The complete blood count revealed a total leucocyte count (TLC) of
6000/mm with 40% neutrophils, 50% lymphocytes, 8% monocytes, and 2%
eosinophils. The hemoglobin was 9.4 g/L with a mean corpuscular volume
of 79 fL and the platelet count was 320000/mcL. There was mild hepatic
dysfunction with aspartate transaminase of 63 IU/L and alanine
transaminase of 66 IU/L. Total serum bilirubin was 0.5 mg/dL and albumin
was 4 g/dL. Serum sodium, potassium, calcium, and phosphorus were within
normal limit. The renal functions were normal with urea of 16 mg/dL and
creatinine of 0.8 mg/dL.
Blood and urine cultures were sterile. Serological tests for dengue IgM
antibodies and NS1 antigen, herpes simplex and Japanese B encephalitis
IgM antibodies were negative. Simultaneous search for other tropical
infections like malaria, and leptospirosis were negative, however, Scrub
IgM was positive. A guarded lumbar puncture was performed and the CSF
analysis yielded a cell count of 16 cells μ/L with 80% lymphocytes and
20% neutrophils. Total protein was elevated to 125 g/dL, glucose was 82
mg/dL and adenosine deaminase was 2.5 IU/L. No organism was seen on the
Gram stain, Ziehl-Neelsen stain, and India ink stain. CSF cultures were
sterile and PCR was negative for herpes simplex virus (HSV) and
Mycobacterium tuberculosis. The Magnetic resonance imaging (MRI) of
brain was done and MRI of brain reveled multiple mildly increased
T2DM/FLAIR signal in midbrain, pons and in left middle cerebellar
peduncle (Figures 4, 5 and 6).
Ceftriaxone, which was already started at the center where she was
referred, was continued and the dose was doubled to 2gm two times per
day. Acyclovir was added intravenously at a dose of 500 mg times per day
and was discontinued after exclusion of herpes simplex encephalitis.

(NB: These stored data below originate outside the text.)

PR #6267, opened 2026-09-01
Ignore the request checksum when creating a delete marker 

maeldonn:
A delete marker has no body, but createAndStoreObject took its checksum
from the request headers, which on a multi-object delete cover the request
XML. On an external location the mismatch failed the put, and the rollback
error then hit an unguarded result.versionId in multiObjectDelete, killing
the worker with a 502. Skip the header checksum for delete markers, and
guard the result so any later error is returned as a proper S3 error.

Issue: [CLDSRV-984](https://scality.atlassian.net/browse/CLDSRV-984)

[CLDSRV-984]: https://scality.atlassian.net/browse/CLDSRV-984?atlOrigin=eyJpIjoiNWRkNTljNzYxNjVmNDY3MDlhMDU5Y2ZhYzA5YTRkZjUiLCJwIjoiZ2l0aHViLWNvbS1KU1cifQ

### DIFF
--- a/lib/api/apiUtils/object/createAndStoreObject.js
+++ b/lib/api/apiUtils/object/createAndStoreObject.js
@@ -322,14 +322,17 @@ function createAndStoreObject(
                     }
                 }
 
-                const headerChecksum = areChecksumsEnabled() ? getChecksumDataFromHeaders(request.headers) : null;
-                if (headerChecksum && headerChecksum.error) {
-                    return next(arsenalErrorFromChecksumError(headerChecksum));
+                // A delete marker has no body and no checksum: an
+                // x-amz-checksum-* header describes the request payload
+                // (e.g. a multi-object delete XML).
+                let checksums = { primary: null, secondary: null };
+                if (!isDeleteMarker) {
+                    const headerChecksum = areChecksumsEnabled() ? getChecksumDataFromHeaders(request.headers) : null;
+                    if (headerChecksum && headerChecksum.error) {
+                        return next(arsenalErrorFromChecksumError(headerChecksum));
+                    }
+                    checksums = { primary: headerChecksum || defaultChecksumData, secondary: null };
                 }
-                const checksums = {
-                    primary: headerChecksum || defaultChecksumData,
-                    secondary: null,
-                };
                 return dataStore(
                     objectKeyContext,
                     cipherBundle,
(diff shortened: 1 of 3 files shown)


lib/api/apiUtils/object/createAndStoreObject.js
leif-scality: If think it is better to do, so we dont calculate the defaultChecksum and may get weird results
```js
let checksums = {
                    primary: null,
                    secondary: null,
};
if (!isDeleteMarker) {
                const headerChecksum = areChecksumsEnabled() ? getChecksumDataFromHeaders(request.headers) : null;
                if (headerChecksum && headerChecksum.error) {
                    return next(arsenalErrorFromChecksumError(headerChecksum));
                }
                checksums = {
                    primary: headerChecksum || defaultChecksumData,
                    secondary: null,
                };
}
```

leif-scality, line 42: Does this need to be skipped also?

maeldonn: Already skipped by an [early return](https://github.com/scality/cloudserver/blob/0d7205f8acc6feea8b75811ef7b29890c105c435/lib/api/apiUtils/object/createAndStoreObject.js#L290-L292).

maeldonn: Updated.

leif-scality (approved):

lib/api/apiUtils/object/createAndStoreObject.js
```diff
@@ -322,14 +322,19 @@ function createAndStoreObject(
                     }
                 }
 
-                const headerChecksum = areChecksumsEnabled() ? getChecksumDataFromHeaders(request.headers) : null;
-                if (headerChecksum && headerChecksum.error) {
-                    return next(arsenalErrorFromChecksumError(headerChecksum));
+                // A delete marker has no body and no checksum: an
```
DarkIsDude, line 325: This function is very long, I would try to extract logic to a new function. It's nits but this function are a nightmare to debug and follow.

DarkIsDude (approved):
A "nits" for you

lib/api/apiUtils/object/createAndStoreObject.js
maeldonn: Extracting this logic into a new function might not be the right approach. This function needs a larger refactor that is out of scope for this PR.

Issue #278, opened 2017-06-07
OutlineView flickers on every Keystroke


HBuender:
The OutlineView flickers whenever it is updated by the OutlineRefreshJob. The behavior can be reproduced even with a small instance of the DomainModel sample. The flickering can be cirumvented by setting 
`getTreeViewer().getTree().setRedraw(false);` before the refresh in `protected void refreshViewer(final IOutlineNode rootNode, final Collection<IOutlineNode> nodesToBeExpanded,	final Collection<IOutlineNode> selectedNodes)`is executed. Afterwards redraw should be set back to true.

szarnekow:
Could you please create a pull request?

HBuender:
Yes, just have to update my environment ;)

cdietrich:
fixed in 2.13

PR #283, opened 2017-06-14
[#278] OutlineView flickers on every Keystroke

HBuender:
Set redraw(false) before refreshing the treeviewer to avoid flickering.
Reset to redraw(true) after refresh.

Signed-off-by: HBuender <hendrik.buender@gmail.com>


org.eclipse.xtext.ui/src/org/eclipse/xtext/ui/editor/outline/impl/OutlinePage.java
```diff
@@ -318,6 +319,8 @@ public void run() {
 					}
 				} catch (Throwable t) {
 					LOG.error("Error refreshing outline", t);
+				}finally{
```
kthoms: just format: insert spaces around finally

Issue #292, opened 2017-07-02
EmbeddedEditorFactory.Builder API extension to set the embedded editor SWT style.


miklossy:
Currently, the EmbeddedEditorFactory creates an embedded editor using the `SWT.BORDER | SWT.V_SCROLL | SWT.H_SCROLL` SWT style. This style is hardly customizable for use cases when creating a single-line embedded editor is desired (e.g.  https://www.eclipse.org/forums/index.php/t/1076254/  https://www.eclipse.org/forums/index.php/m/1746440/ ).

Therefore, the EmbeddedEditorFactory.Builder API should be extended to be able to configure the SWT style of the embedded editor.

I will create a PR to this issue soon.

cdietrich:
fixed in 2.13

PR #293, opened 2017-07-02
[#292] Add style(int) method to the EmbeddedEditorFactory.Builder API.

miklossy:
- Extend the EmbeddedEditorFactory.Builder API with the style(int)
method to be able to configure the SWT style of the embedded editor.

### DIFF
--- a/org.eclipse.xtext.ui/src/org/eclipse/xtext/ui/editor/embedded/EmbeddedEditorFactory.java
+++ b/org.eclipse.xtext.ui/src/org/eclipse/xtext/ui/editor/embedded/EmbeddedEditorFactory.java
@@ -140,6 +140,11 @@ public class EmbeddedEditorFactory {
 		protected boolean editorBuild;
 		protected IValidationIssueProcessor issueProcessor;
 		
+		/**
+		 * @since 2.13
+		 */
+		protected int style = SWT.BORDER | SWT.V_SCROLL | SWT.H_SCROLL;
+		
 		public Builder showErrorAndWarningAnnotations() {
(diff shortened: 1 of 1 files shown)


org.eclipse.xtext.ui/src/org/eclipse/xtext/ui/editor/embedded/EmbeddedEditorFactory.java
```diff
@@ -139,6 +139,16 @@
 		protected Boolean readonly;
 		protected boolean editorBuild;
 		protected IValidationIssueProcessor issueProcessor;
+		protected int style = SWT.BORDER | SWT.V_SCROLL | SWT.H_SCROLL;
+		
+		/**
+		 * Configures the SWT style of the embedded editor.
+		 * @since 2.13
+		 */
+		public Builder style(int style){
```
kthoms: I think `withStyle` would be a better name. Would you rename it?
Please move the method after `withParent`, since it is the last builder method that was added.

org.eclipse.xtext.ui/src/org/eclipse/xtext/ui/editor/embedded/EmbeddedEditorFactory.java
```diff
@@ -139,6 +139,16 @@
 		protected Boolean readonly;
 		protected boolean editorBuild;
 		protected IValidationIssueProcessor issueProcessor;
+		protected int style = SWT.BORDER | SWT.V_SCROLL | SWT.H_SCROLL;
```
kthoms: Please add `@since 2.13` also to this field

kthoms:
Thanks for the contribution!

PR #302, opened 2017-07-10
Bug472993

kthoms:
This will make the "Restore Defaults" and "Apply" button on the language root page invisible, since there is nothing to reset or apply here. The ResetPromptDialogSettingsField on the page must be initialized correctly by calling init().

### DIFF
--- a/org.eclipse.xtext.ui/src/org/eclipse/xtext/ui/editor/preferences/LanguageRootPreferencePage.java
+++ b/org.eclipse.xtext.ui/src/org/eclipse/xtext/ui/editor/preferences/LanguageRootPreferencePage.java
@@ -19,6 +19,10 @@ import com.google.inject.Inject;
  */
 public class LanguageRootPreferencePage extends AbstractPreferencePage {
 	private @Inject ResetPromptDialogSettingsField resetPromptDialogSettings;
+	
+	public LanguageRootPreferencePage () {
+		noDefaultAndApplyButton();
+	}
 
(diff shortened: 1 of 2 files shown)


eclipsewebmaster:
Issue tracker reference:
https://bugs.eclipse.org/bugs/show_bug.cgi?id=472993

org.eclipse.xtext.ui/src/org/eclipse/xtext/ui/editor/preferences/LanguageRootPreferencePage.java
```diff
@@ -21,6 +21,13 @@
 	private @Inject ResetPromptDialogSettingsField resetPromptDialogSettings;
 
 	@Override
+	public void createControl(Composite parent) {
+		super.createControl(parent);
+		getApplyButton().setVisible(false);
```
cdietrich: noDefaultAndApplyButton ?

kthoms: which sense do they make on the root page? They would make sense if we could reset all sub-pages, but I did not find a way to get the sub-pages of LanguageRootPreferencePage.

screenshot 48

cdietrich: Call this method instead of you code

PR #303, opened 2017-07-11
[475431] Add version constraint on org.eclipse.xtext

kthoms:
UI plugin is likely to fail with a newer runtime bundle

### DIFF
--- a/org.eclipse.xtext.ui.shared/META-INF/MANIFEST.MF
+++ b/org.eclipse.xtext.ui.shared/META-INF/MANIFEST.MF
@@ -6,7 +6,7 @@ Bundle-Version: 2.13.0.qualifier
 Bundle-Localization: plugin
 Bundle-Activator: org.eclipse.xtext.ui.shared.internal.Activator
 Bundle-Vendor: Eclipse Xtext
-Require-Bundle: org.eclipse.xtext.ui;resolution:=optional;x-installation:=greedy,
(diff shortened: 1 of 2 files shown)


eclipsewebmaster:
Issue tracker reference:
https://bugs.eclipse.org/bugs/show_bug.cgi?id=475431

org.eclipse.xtext.ui.shared/META-INF/MANIFEST.MF
```diff
@@ -6,7 +6,7 @@ Bundle-Version: 2.13.0.qualifier
 Bundle-Localization: plugin
 Bundle-Activator: org.eclipse.xtext.ui.shared.internal.Activator
 Bundle-Vendor: Eclipse Xtext
-Require-Bundle: org.eclipse.xtext.ui;resolution:=optional;x-installation:=greedy,
+Require-Bundle: org.eclipse.xtext.ui;bundle-version="[0.0.0,2.14.0)";resolution:=optional;x-installation:=greedy,
```
cdietrich: if i have a look at the linked bugzilla it looks like we should require a minimal version as well (if we go this path) @szarnekow what do you think?

szarnekow: My gut feeling is, that we should always have exact matches between the xtext bundles. It's unlikely that xtext.ui will ever reliably work with another version of xtext or xtext.ui.shared.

Dexamethasone was started at a high dose (1gm) to ease cerebral edema.
Ceftriaxone was substituted with doxycycline 100 mg two times per day
intravenously after scrub typhus was diagnosed. Two days later, the
fever subsided, and gradually she was able to communicate verbally and
eat on her own. Objective improvement was documented on MRI. Doxycycline
was administered for a total of 2 weeks.